[Start of section]

PR #2110, opened 2026-08-29
Make the WARC digest algorithm configurable

abhinav-phi:
This PR addresses #2106 and fixes it.

## Problem

`WARCRecordFormat.getDigestSha1()` computed a SHA-1 digest over the bytes and returned it as `sha1:<base32>`. That fixed value was used for the `WARC-Payload-Digest` and `WARC-Block-Digest` headers of response, resource, request and metadata records. There was no configuration key for the algorithm, so an operator who wants SHA-256 digests in their archives — which WARC 1.1 allows — could not have them without rewriting the records afterwards.

SHA-1 digests are the convention across the WARC ecosystem and identify content for deduplication rather than authenticate it, so this is not urgent — but it was still a fixed choice in a place where the digested bytes come from the network. Operators whose own policy rules out SHA-1, or whose downstream tooling wants SHA-256, had no option.

## Solution

Add a configuration key `warc.digest.algorithm` and thread the configured algorithm through all record formats:

```
warc.digest.algorithm: sha256
```

* **Accepted values**: `sha1` and `sha256`. The value is matched case-insensitively, an optional hyphen is ignored (`sha256`, `SHA-256`, `SHA256` are all accepted) and surrounding whitespace is trimmed.
* **`sha1` remains the default**: CDX indexes and revisit tooling downstream assume `sha1:` base32, and changing the default would break them. Deciding on a different default can be done separately from adding the option.
* **Fail fast on invalid values**: an unsupported value (e.g. `md5`) raises an `IllegalArgumentException` with a descriptive message when the bolt is prepared, instead of silently producing digests with a different algorithm than the one configured.
* **Digest values without Base32 padding**: the WARC digest fields define the digest value as a token (ISO 28500 WARC 1.1), which does not allow the `=` padding character, so digest values are written as unpadded Base32 (e.g. suggested in review). SHA-1 digests are exactly 32 characters without padding and are unaffected; SHA-256 digests would otherwise end in `====`.

### Changes

**`external/warc/src/main/java/org/apache/stormcrawler/warc/WARCRecordFormat.java`**

* New configuration key constants: `DIGEST_ALGORITHM_PARAM` (`warc.digest.algorithm`) and the supported values `DIGEST_ALGORITHM_SHA1` / `DIGEST_ALGORITHM_SHA256`.
* New constructor `WARCRecordFormat(String protocolMDprefix, String digestAlgorithm)`; the existing single-argument constructor is unchanged in behaviour and keeps defaulting to SHA-1.
* New instance methods `getDigest(byte[])` and `getDigest(byte[], byte[])` emit the matching `sha1:` / `sha256:` prefix. The digest used for records without content (`digestNoContent`) is now derived from the configured algorithm instead of a static SHA-1 constant.
* The static helpers `getDigestSha1(byte[])` and `getDigestSha1(byte[], byte[])` are removed (suggested in review): 4.0.0 is a major release, so the deprecated API can go straight away. Use the instance `getDigest` methods instead.

**`external/warc/src/main/java/org/apache/stormcrawler/warc/WARCRequestRecordFormat.java`** and **`MetadataRecordFormat.java`**

* New constructors accepting the digest algorithm; both use the configurable `getDigest` instance methods so request and metadata records use the same algorithm as response and resource records.

**`external/warc/src/main/java/org/apache/stormcrawler/warc/WARCHdfsBolt.java`**

* Reads `warc.digest.algorithm` from the topology configuration (default `sha1`) and passes it to every record format it instantiates, so a single setting governs the whole WARC output.

### Documentation

* `external/warc/README.md`: documents the new key, the accepted values and the compatibility considerations around SHA-1.
* Both also document that digest values are written as unpadded Base32, as required by the WARC digest field grammar.
* `docs/src/main/asciidoc/configuration.adoc`: adds `warc.digest.algorithm` to the WARC section of the configuration reference.

### Note on #2034

As requested in the issue, I checked PR #2034 ("WARC writer: WARC-Protocol header to follow WARC field proposals"): it is about the `WARC-Protocol` / cipher-suite headers and does not touch digest computation, so this is not a duplicate. It modifies the same file, so whichever merges second may need a trivial rebase.

## Testing

* New `WARCDigestAlgorithmTest` (11 tests):
  * SHA-1 is the default, including for a `null` algorithm value;
  * SHA-256 digests for `getDigest(byte[])` and `getDigest(byte[], byte[])`, including empty content;
  * acceptance of value variants (`SHA256`, `SHA-256`, ` sha256 `, `SHA-1`);
  * `IllegalArgumentException` for unsupported values (`md5`, `sha512`) on all three record format classes;
  * blank (`""`, whitespace) algorithm values select the default SHA-1 like `null`;
  * digest values contain no Base32 padding (`=`), for both SHA-1 and SHA-256;
  * `getDigest` rejects null byte arrays (`NullPointerException`);
  * full response, resource, request and metadata records verifying that `WARC-Payload-Digest` / `WARC-Block-Digest` carry the `sha256:` prefix and the correct digest value, computed independently of the code under test.
* The pre-existing `WARCRecordFormatTest` SHA-1 digest tests now exercise the instance methods, covering the default algorithm (plain, empty, two byte arrays, robots.txt digests).
* `WARCHdfsBoltTest.testDigestAlgorithmConfig` prepares the bolt with `warc.digest.algorithm: sha256` and verifies that the written records (warcinfo, request, response) use `sha256:` digests.
* `mvn -pl external/warc test`: 23 tests run, 0 failures, 0 errors; `checkstyle:check` reports 0 violations.

### DIFF
--- a/external/warc/src/main/java/org/apache/stormcrawler/warc/WARCRecordFormat.java
+++ b/external/warc/src/main/java/org/apache/stormcrawler/warc/WARCRecordFormat.java
@@ -181,15 +181,16 @@ public class WARCRecordFormat implements RecordFormat {
         return switch (digestAlgorithm.trim().toLowerCase(Locale.ROOT).replace("-", "")) {
             case DIGEST_ALGORITHM_SHA1 -> "SHA-1";
             case DIGEST_ALGORITHM_SHA256 -> "SHA-256";
-            default -> throw new IllegalArgumentException(
-                    "Unsupported value ["
-                            + digestAlgorithm
-                            + "] for "
-                            + DIGEST_ALGORITHM_PARAM
-                            + ", supported algorithms: "
-                            + DIGEST_ALGORITHM_SHA1
-                            + ", "
-                            + DIGEST_ALGORITHM_SHA256);
+            default ->
+                    throw new IllegalArgumentException(
+                            "Unsupported value ["
+                                    + digestAlgorithm
+                                    + "] for "
+                                    + DIGEST_ALGORITHM_PARAM
+                                    + ", supported algorithms: "
+                                    + DIGEST_ALGORITHM_SHA1
+                                    + ", "
+                                    + DIGEST_ALGORITHM_SHA256);
         };
     }
 
@@ -218,10 +219,10 @@ public class WARCRecordFormat implements RecordFormat {
     }
 
     /**
-     * Base32-encode a digest value without the trailing &quot;=&quot; padding characters: the
-     * WARC digest fields define the digest value as a token, which does not allow the padding
-     * character (cf. ISO 28500 WARC 1.1, WARC-Block-Digest / WARC-Payload-Digest). SHA-1 digests
-     * are unaffected (32 characters without padding), while e.g. SHA-256 digests would end in
+     * Base32-encode a digest value without the trailing &quot;=&quot; padding characters: the WARC
+     * digest fields define the digest value as a token, which does not allow the padding character
+     * (cf. ISO 28500 WARC 1.1, WARC-Block-Digest / WARC-Payload-Digest). SHA-1 digests are
+     * unaffected (32 characters without padding), while e.g. SHA-256 digests would end in
      * &quot;====&quot;.
      */
     private static String base32Unpadded(byte[] digest) {
--- a/external/warc/src/main/java/org/apache/stormcrawler/warc/WARCRecordFormat.java
+++ b/external/warc/src/main/java/org/apache/stormcrawler/warc/WARCRecordFormat.java
@@ -129,19 +129,108 @@ public class WARCRecordFormat implements RecordFormat {
             Pattern.compile("(?i)(?:Content-(?:Encoding|Length)|Transfer-Encoding)");
     protected static final String X_HIDE_HEADER = "X-Crawler-";
 
+    /**
+     * Configuration key setting the algorithm used to compute the WARC-Payload-Digest and
+     * WARC-Block-Digest fields. Supported values are {@value #DIGEST_ALGORITHM_SHA1} (the default)
+     * and {@value #DIGEST_ALGORITHM_SHA256}.
+     *
+     * <p>Note: SHA-1 is the convention across the WARC ecosystem and downstream tooling (CDX
+     * indexes, revisit record handling) may expect it. Change the default deliberately, not
+     * casually.
+     */
+    public static final String DIGEST_ALGORITHM_PARAM = "warc.digest.algorithm";
+
+    public static final String DIGEST_ALGORITHM_SHA1 = "sha1";
+
+    public static final String DIGEST_ALGORITHM_SHA256 = "sha256";
+
     private static final Base32 base32 = new Base32();
-    private static final String digestNoContent = getDigestSha1(new byte[0]);
 
     protected final String protocolMDprefix;
 
+    /** JCA name of the message digest algorithm, e.g. &quot;SHA-1&quot;. */
+    private final String digestJCAName;
+
+    /** Algorithm prefix of the WARC digest fields, e.g. &quot;sha1:&quot;. */
+    private final String digestPrefix;
+
+    private final String digestNoContent;
+
     public WARCRecordFormat(String protocolMDprefix) {
-        this.protocolMDprefix = protocolMDprefix;
+        this(protocolMDprefix, DIGEST_ALGORITHM_SHA1);
     }
 
+    public WARCRecordFormat(String protocolMDprefix, String digestAlgorithm) {
+        this.protocolMDprefix = protocolMDprefix;
+        this.digestJCAName = getDigestJCAName(digestAlgorithm);
+        this.digestPrefix = digestJCAName.toLowerCase(Locale.ROOT).replace("-", "") + ":";
+        this.digestNoContent = getDigest(new byte[0]);
+    }
+
+    /**
+     * Resolve the configured digest algorithm to the JCA name of the message digest. The value is
+     * matched case-insensitively and an optional hyphen is ignored, i.e. &quot;sha256&quot;,
+     * &quot;SHA-256&quot; etc. are all accepted.
+     *
+     * @throws IllegalArgumentException if the value is not a supported algorithm
+     */
+    private static String getDigestJCAName(String digestAlgorithm) {
+        if (digestAlgorithm == null) {
+            return "SHA-1";
+        }
+        return switch (digestAlgorithm.trim().toLowerCase(Locale.ROOT).replace("-", "")) {
+            case DIGEST_ALGORITHM_SHA1 -> "SHA-1";
+            case DIGEST_ALGORITHM_SHA256 -> "SHA-256";
+            default -> throw new IllegalArgumentException(
+                    "Unsupported value ["
+                            + digestAlgorithm
+                            + "] for "
+                            + DIGEST_ALGORITHM_PARAM
+                            + ", supported algorithms: "
+                            + DIGEST_ALGORITHM_SHA1
+                            + ", "
+                            + DIGEST_ALGORITHM_SHA256);
+        };
+    }
+
+    /**
+     * Compute the digest of the given bytes with the configured algorithm.
+     *
+     * @return digest in the form &quot;&lt;algorithm&gt;:&lt;base32&gt;&quot;, e.g.
+     *     &quot;sha1:...&quot;
+     */
+    public String getDigest(byte[] bytes) {
+        MessageDigest md = DigestUtils.getDigest(digestJCAName);
+        return digestPrefix + base32.encodeAsString(md.digest(bytes));
+    }
+
+    /**
+     * Compute the digest of the concatenation of the two given byte arrays with the configured
+     * algorithm.
+     *
+     * @return digest in the form &quot;&lt;algorithm&gt;:&lt;base32&gt;&quot;, e.g.
+     *     &quot;sha1:...&quot;
+     */
+    public String getDigest(byte[] bytes1, byte[] bytes2) {
+        MessageDigest md = DigestUtils.getDigest(digestJCAName);
+        md.update(bytes1);
+        return digestPrefix + base32.encodeAsString(md.digest(bytes2));
+    }
+
+    /**
+     * @deprecated use {@link #getDigest(byte[])} instead; the algorithm is set by {@link
+     *     #DIGEST_ALGORITHM_PARAM} and no longer fixed to SHA-1
+     */
+    @Deprecated
     public static String getDigestSha1(byte[] bytes) {
         return "sha1:" + base32.encodeAsString(DigestUtils.sha1(bytes));
     }
 
+    /**
+     * @deprecated use {@link #getDigest(byte[], byte[])} instead; the algorithm is set by {@link
+     *     #DIGEST_ALGORITHM_PARAM} and no longer fixed to SHA-1
+     */
+    @Deprecated
     public static String getDigestSha1(byte[] bytes1, byte[] bytes2) {
         MessageDigest sha1 = DigestUtils.getSha1Digest();
         sha1.update(bytes1);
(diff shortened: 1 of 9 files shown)


external/warc/src/main/java/org/apache/stormcrawler/warc/WARCRecordFormat.java
```diff
@@ -93,19 +93,108 @@ public class WARCRecordFormat implements RecordFormat {
...
+
+    /**
+     * Compute the digest of the given bytes with the configured algorithm.
+     *
+     * @return digest in the form &quot;&lt;algorithm&gt;:&lt;base32&gt;&quot;, e.g.
+     *     &quot;sha1:...&quot;
+     */
+    public String getDigest(byte[] bytes) {
+        MessageDigest md = DigestUtils.getDigest(digestJCAName);
+        return digestPrefix + base32.encodeAsString(md.digest(bytes));
```
dpol1: One thing worth deciding before merge: `Base32.encodeAsString` pads, so sha256 digests end in `====`, which strictly speaking falls outside WARC 1.1's `token` grammar for digest values. jwarc copes, but would a strict CDX tool? Stripping the trailing `=` here would be cheap now, less so once archives exist. What do you think?

dpol1 (approved):
LGTM - default stays byte-identical sha1, all record formats share the configured algorithm, bad names fail at startup. Left one question inline about the sha256 padding.

external/warc/src/main/java/org/apache/stormcrawler/warc/WARCRecordFormat.java
abhinav-phi: Agreed — good catch, thanks for flagging it before merge.

The spec backs this up: in ISO 28500 WARC 1.1 the digest fields are `labelled-digest = algorithm ":" digest-value` with `digest-value = token`, and the spec note explicitly says *"The grammar for digest-value disallows the character = which is used for padding in Base32"*. So `sha256:...====` is formally invalid, and as you say it's cheap to fix now and much less so once padded digests are in existing archives.

Commit a6e24d04 strips the trailing padding: both `getDigest` methods now route the Base32 output through a small helper that drops any trailing `=`. Two notes on the impact:

- SHA-1 is unaffected: a 20-byte digest is exactly 32 Base32 characters, so the default output is byte-for-byte identical to before. Only SHA-256 (52 characters + 4 `=`) changes.
- Unpadded Base32 is also what the rest of the ecosystem writes (e.g. heritrix's WARC writer), so strict CDX tooling gets what it expects, while lenient readers like jwarc are fine either way.

The test expectations were updated to the unpadded values and there is now an explicit assertion that the produced digest value never contains `=` for either algorithm; README and the configuration docs mention the unpadded encoding too.

external/warc/src/main/java/org/apache/stormcrawler/warc/WARCRecordFormat.java
```diff
@@ -129,19 +129,120 @@ static String sanitizeWarcFieldValue(String value) {
...
+     */
+    private static String base32Unpadded(byte[] digest) {
+        return StringUtils.stripEnd(base32.encodeAsString(digest), "=");
+    }
+
+    /**
+     * @deprecated use {@link #getDigest(byte[])} instead; the algorithm is set by {@link
+     *     #DIGEST_ALGORITHM_PARAM} and no longer fixed to SHA-1
+     */
+    @Deprecated
```
rzo1: We are going to do a new major release anyway, so if this is deprecated it can also be removed imho.

external/warc/src/main/java/org/apache/stormcrawler/warc/WARCRecordFormat.java
```diff
@@ -129,19 +129,120 @@ static String sanitizeWarcFieldValue(String value) {
...
     public static String getDigestSha1(byte[] bytes) {
         return "sha1:" + base32.encodeAsString(DigestUtils.sha1(bytes));
     }
 
+    /**
+     * @deprecated use {@link #getDigest(byte[], byte[])} instead; the algorithm is set by {@link
+     *     #DIGEST_ALGORITHM_PARAM} and no longer fixed to SHA-1
+     */
+    @Deprecated
     public static String getDigestSha1(byte[] bytes1, byte[] bytes2) {
```
rzo1: We are going to do a new major release anyway, so if this is deprecated it can also be removed imho.

what do others think? @jnioche ?

external/warc/src/main/java/org/apache/stormcrawler/warc/WARCRecordFormat.java
```diff
@@ -129,19 +129,120 @@ static String sanitizeWarcFieldValue(String value) {
...
+    }
+
+    /**
+     * Compute the digest of the given bytes with the configured algorithm.
+     *
+     * @return digest in the form &quot;&lt;algorithm&gt;:&lt;base32&gt;&quot;, e.g.
+     *     &quot;sha1:...&quot;
+     */
+    public String getDigest(byte[] bytes) {
+        MessageDigest md = DigestUtils.getDigest(digestJCAName);
```
rzo1, line 228: input validation?

external/warc/src/main/java/org/apache/stormcrawler/warc/WARCRecordFormat.java
```diff
@@ -129,19 +129,120 @@ static String sanitizeWarcFieldValue(String value) {
...
 
+    /**
+     * Resolve the configured digest algorithm to the JCA name of the message digest. The value is
+     * matched case-insensitively and an optional hyphen is ignored, i.e. &quot;sha256&quot;,
+     * &quot;SHA-256&quot; etc. are all accepted.
+     *
+     * @throws IllegalArgumentException if the value is not a supported algorithm
+     */
+    private static String getDigestJCAName(String digestAlgorithm) {
+        if (digestAlgorithm == null) {
```
rzo1: Shouldnt we treat `digestAlgorithmn.isBlank()` as SHA-1 too ?

external/warc/src/main/java/org/apache/stormcrawler/warc/WARCRecordFormat.java
```diff
@@ -129,19 +129,120 @@ static String sanitizeWarcFieldValue(String value) {
...
+        this.digestJCAName = getDigestJCAName(digestAlgorithm);
+        this.digestPrefix = digestJCAName.toLowerCase(Locale.ROOT).replace("-", "") + ":";
+        this.digestNoContent = getDigest(new byte[0]);
     }
 
+    /**
+     * Resolve the configured digest algorithm to the JCA name of the message digest. The value is
+     * matched case-insensitively and an optional hyphen is ignored, i.e. &quot;sha256&quot;,
+     * &quot;SHA-256&quot; etc. are all accepted.
+     *
```
rzo1, line 193: documentation for the param? what happens if it is null -> return sha1

external/warc/src/main/java/org/apache/stormcrawler/warc/WARCRecordFormat.java
```diff
@@ -129,19 +129,120 @@ static String sanitizeWarcFieldValue(String value) {
...
+    /** Algorithm prefix of the WARC digest fields, e.g. &quot;sha1:&quot;. */
+    private final String digestPrefix;
+
+    private final String digestNoContent;
+
     public WARCRecordFormat(String protocolMDprefix) {
+        this(protocolMDprefix, DIGEST_ALGORITHM_SHA1);
+    }
+
+    public WARCRecordFormat(String protocolMDprefix, String digestAlgorithm) {
```
rzo1, line 182: add javadoc

external/warc/src/main/java/org/apache/stormcrawler/warc/WARCRecordFormat.java
```diff
@@ -129,19 +129,120 @@ static String sanitizeWarcFieldValue(String value) {
...
 
+    /** JCA name of the message digest algorithm, e.g. &quot;SHA-1&quot;. */
+    private final String digestJCAName;
+
+    /** Algorithm prefix of the WARC digest fields, e.g. &quot;sha1:&quot;. */
+    private final String digestPrefix;
+
+    private final String digestNoContent;
+
     public WARCRecordFormat(String protocolMDprefix) {
```
rzo1, line 166: add javadoc

external/warc/src/main/java/org/apache/stormcrawler/warc/WARCRecordFormat.java
```diff
@@ -129,19 +129,120 @@ static String sanitizeWarcFieldValue(String value) {
...
+
+    /**
+     * Compute the digest of the concatenation of the two given byte arrays with the configured
+     * algorithm.
+     *
+     * @return digest in the form &quot;&lt;algorithm&gt;:&lt;base32&gt;&quot;, e.g.
+     *     &quot;sha1:...&quot;
+     */
+    public String getDigest(byte[] bytes1, byte[] bytes2) {
+        MessageDigest md = DigestUtils.getDigest(digestJCAName);
```
rzo1, line 245: input validation?

external/warc/src/main/java/org/apache/stormcrawler/warc/WARCRequestRecordFormat.java
```diff
@@ -45,6 +45,10 @@ public WARCRequestRecordFormat(String protocolMDprefix) {
         super(protocolMDprefix);
     }
 
+    public WARCRequestRecordFormat(String protocolMDprefix, String digestAlgorithm) {
```
rzo1, line 59: add javadoc

rzo1 (changes requested):

external/warc/src/main/java/org/apache/stormcrawler/warc/WARCRecordFormat.java
abhinav-phi: Removed in 727ec1df — agreed, no point deprecating across a major release.

external/warc/src/main/java/org/apache/stormcrawler/warc/WARCRecordFormat.java
abhinav-phi: Removed in 727ec1df. Happy to reintroduce shims if @jnioche would rather keep them for downstream users, but for a major release dropping the deprecated statics outright seems right.

external/warc/src/main/java/org/apache/stormcrawler/warc/WARCRecordFormat.java
abhinav-phi: Done in 727ec1df: getDigest(byte[]) now rejects null input via Objects.requireNonNull (it only ever receives arrays here — format() guards the content == null case — but the method is public API). The algorithm itself is validated once at construction time, which keeps the per-call path free of it.

external/warc/src/main/java/org/apache/stormcrawler/warc/WARCRecordFormat.java
abhinav-phi: Done in 727ec1df: null or blank now selects SHA-1, same as an unset value.

external/warc/src/main/java/org/apache/stormcrawler/warc/WARCRecordFormat.java
abhinav-phi: Done in 727ec1df: the javadoc now documents the parameter, including the null/blank → SHA-1 behaviour.

external/warc/src/main/java/org/apache/stormcrawler/warc/WARCRecordFormat.java
abhinav-phi: Done in 727ec1df — javadoc added with @param/@throws.

external/warc/src/main/java/org/apache/stormcrawler/warc/WARCRecordFormat.java
abhinav-phi: Done in 727ec1df — javadoc added.

external/warc/src/main/java/org/apache/stormcrawler/warc/WARCRecordFormat.java
abhinav-phi: Done in 727ec1df: same as above, both arrays are null-checked.

external/warc/src/main/java/org/apache/stormcrawler/warc/WARCRequestRecordFormat.java
abhinav-phi: Done in 727ec1df — javadoc added (and matching ones on MetadataRecordFormat).

rzo1 (approved):

external/warc/src/main/java/org/apache/stormcrawler/warc/WARCRecordFormat.java
jnioche: > We are going to do a new major release anyway, so if this is deprecated it can also be removed imho.
> 
> what do others think? @jnioche ?

perfect time to remove it indeed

[End of section]

Search the records above for the string "from" and copy each line that holds it.

SHA-1 digests are the convention across the WARC ecosystem and identify content for deduplication rather than authenticate it, so this is not urgent — but it was still a fixed choice in a place where the digested bytes come from the network. Operators whose own policy rules out SHA-1, or whose downstream tooling wants SHA-256, had no option.
* **`sha1` remains the default**: CDX indexes and revisit tooling downstream assume `sha1:` base32, and changing the default would break them. Deciding on a different default can be done separately from adding the option.
* New instance methods `getDigest(byte[])` and `getDigest(byte[], byte[])` emit the matching `sha1:` / `sha256:` prefix. The digest used for records without content (`digestNoContent`) is now derived from the configured algorithm instead of a static SHA-1 constant.
* Reads `warc.digest.algorithm` from the topology configuration (default `sha1`) and passes it to every record format it instantiates, so a single setting governs the whole WARC output.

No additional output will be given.